As time progresses, Fedya starts to relish in the activities, and enjoys spending many hours at the casino. Eventually he gets swept into the abyss of compulsive gambling himself, and finds himself completely bankrupt, as well as lacking moral fibre. Now that he is impecunious, he resorts to pawning his possessions and robbing a church poor box in order to feed his severe addiction.


“The Great Sinner” is a film that was panned at the box office and by critics, but as the years have passed, the film has been welcomed by critical acclaim, and now receives more recognition than what it did on it’s release.

Even though I was disappointed that Ethel Barrymore only appeared at the film’s climax, and was only given a role that was about fifteen minutes long, I still enjoy the movie, and it is always a delight to watch the very handsome and suave Melvyn Douglas on screen.

Melvyn Douglas is one those actors that tends to get overlooked. It’s a huge shame, as he has appeared in an array of bodacious films with top stars, and always gave a memorable performance, sometimes portraying a character that has left a lasting impression on me. In this film he played the role of Armand de Glasse, and delivered a sterling performance as usual.
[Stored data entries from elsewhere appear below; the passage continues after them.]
PR #555, opened 2020-11-05
Fix size_t related MSVC compiler warnings

kiyolee:
For Windows 64-bit build using MSVC, the fact that sizeof(long) != sizeof(size_t) would generate a fair bit compiler warnings.
Using size_t consistently is a better approach than using long and size_t interchangeably.
For printing size_t variables using printf(), It is also better to take advantage of C11 "%zd" if possible.

### DIFF
--- a/examples/simple_parse.c
+++ b/examples/simple_parse.c
@@ -90,11 +90,7 @@ void print_json_object(json_t *element, int indent) {
     print_json_indent(indent);
     size = json_object_size(element);
 
-#if defined(__STDC_VERSION__) && __STDC_VERSION__ >= 201112L
-    printf("JSON Object of %zd pair%s:\n", size, json_plural(size));
-#else
     printf("JSON Object of %lld pair%s:\n", (long long)size, json_plural(size));
-#endif
     json_object_foreach(element, key, value) {
         print_json_indent(indent + 2);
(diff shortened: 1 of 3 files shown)


examples/simple_parse.c
```diff
@@ -103,7 +107,11 @@ void print_json_array(json_t *element, int indent) {
     size_t size = json_array_size(element);
     print_json_indent(indent);
 
-    printf("JSON Array of %ld element%s:\n", size, json_plural(size));
+#if defined(__STDC_VERSION__) && __STDC_VERSION__ >= 201112L
+    printf("JSON Array of %zd element%s:\n", size, json_plural(size));
+#else
+    printf("JSON Array of %lld element%s:\n", (long long)size, json_plural(size));
```
ploxiln, line 113: If `%lld` and the `(long long)` cast works for all compilers, then I think it would be better to just do that, and omit the other 4 lines of code.

kiyolee: Fine with that. Let me fix it.

ploxiln: Thanks. The rest looks good to me, but I have no authority here :)

akheron:
Merged, thanks!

I just find it a shame that he never shared a scene with Ethel Barrymore, as that would have been spectacular.

Although Ethel Barrymore only had a small role, she still walked away with the picture like she always did. When she did come in, sparks flew with her imperious aura and acidic humor. She always left her mark, and that is one of the reasons why she holds the place as my second favorite actress.

What I do find exceptional about the movie is the costumes that are lush and believable, aiming for the grandeur and tragedy of 19th century European literature without laying the groundwork.
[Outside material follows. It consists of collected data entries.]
PR #557, opened 2020-11-10
Link to libm when necessary

RedDwarf69:
I have a system where isnan is a macro redirecting to __isnan(), which is only defined in libm.

### DIFF
--- a/CMakeLists.txt
+++ b/CMakeLists.txt
@@ -385,6 +385,19 @@ else()
       POSITION_INDEPENDENT_CODE true)
 endif()
 
+check_c_source_compiles("#include <math.h>
+                         int main() { return isnan(1.0); }" HAVE_ISNAN_WITHOUT_LIBM)
+if(NOT HAVE_ISNAN_WITHOUT_LIBM)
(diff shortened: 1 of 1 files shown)


akheron:
Would it be enough in your system to use `-ljansson -lm`?

RedDwarf69:
Yes, that would work.
But if you don't want the patch because it adds complexity for a corner case I will probably just carry the patch locally instead of adding the "fake" direct libm dependency to everything using jansson.

akheron:
Well, at least it would need to be ported to autoconf also

RedDwarf69:
I am doing as paid work and realistically I am not going to do it for autotools any time soon.
There is really a need, though? With or without an autotools fix this fixes something for people using CMake.
It's not like they generate the same stuff anyway:
- The CMake build generates a janssonConfig.cmake file to use by other cmake projects
- The autotools build generates a libtool file to use by other autotools projects

Autoconf is all but dead (https://lists.gnu.org/archive/html/autoconf/2021-01/msg00049.html), requiring fixing the autotools build system when fixing the cmake build system is only going to stop people from providing cmake fixes.

PR #560, opened 2020-12-14
GitHub Actions

akheron:
Move from Travis to GitHub actions. Keep AppVeyor to build on older Visual Studio versions, too.


ploxiln:
just for macOS+autotools, it appears you need to add a step like:

```
    run: brew install automake autoconf
```

also, it looks like the plain "build" step of the autotools job is missing, not sure if that's intentional

akheron:
There’s a lot still missing. My goal is to finish this in the near future :)

akheron:
I think everything else except ossfuzz is now included

akheron:
Decided to keep AppVeyor because GitHub actions only seems to support the newest Visual Studio.

SamyDgz (approved):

The starring role was first offered to Kirk Douglas, who turned it down in order to make the independent film Champion (1949), for which he was Oscar-nominated.

Based on the 1866 short novel by Fyodor Dostoyevsky.

Still From 'The Great Sinner'


Pauline Ostrovsky: Oh, you can count on my vanity. No matter what you say I’ll regard it as a compliment.

Fedya: All right, if you insist. To one of the most corrupt women I’ve ever met.

Pauline Ostrovsky: Corrupt?

Fedya: Corrupt, confused, frustrated, and empty.

Pauline Ostrovsky: But in a charming sort of way, you’ll admit.

Fedya: Well charm, my dear is your gambling capital. You toss it on the table like money, like everything else, even a dying grandmother.

Pauline Ostrovsky: When a man takes the trouble to be so rude to a woman, he is usually falling in love with her.

Fedya: You’re not a woman. You are a symptom.

Pauline Ostrovsky: Of what?

Fedya: Of one of the worlds deadliest diseases, sophistication. More champagne?

Pauline Ostrovsky: What else am I?

Fedya: You are irritatingly beautiful.

Pauline Ostrovsky: Well, at last!

Fedya: And everything, I reject.



Gregory Peck: Born Eldred Gregory Peck on April 5th, 1916 in San Diego, California. Died: June 12th, 2003 in Los Angeles, California. Aged 87.

Ava Gardner: Born Ava Lavinia Gardner on December 24th, 1922 in Smithfield, North Carolina. Died: January 25th, 1990 in Westminster, London. Aged 67.

Melvyn Douglas: Born Melvyn Edouard Hesselberg on April 5th, 1901 in Macon, Georgia. Died: August 4th, 1981 in New York. Aged 80.

Ethel Barrymore: Born Ethel Mae Blythe on August 15th, 1879 in Philadelphia, Pennsylvania. Died: June 18th, 1959 in Los Angeles, California. Aged 79.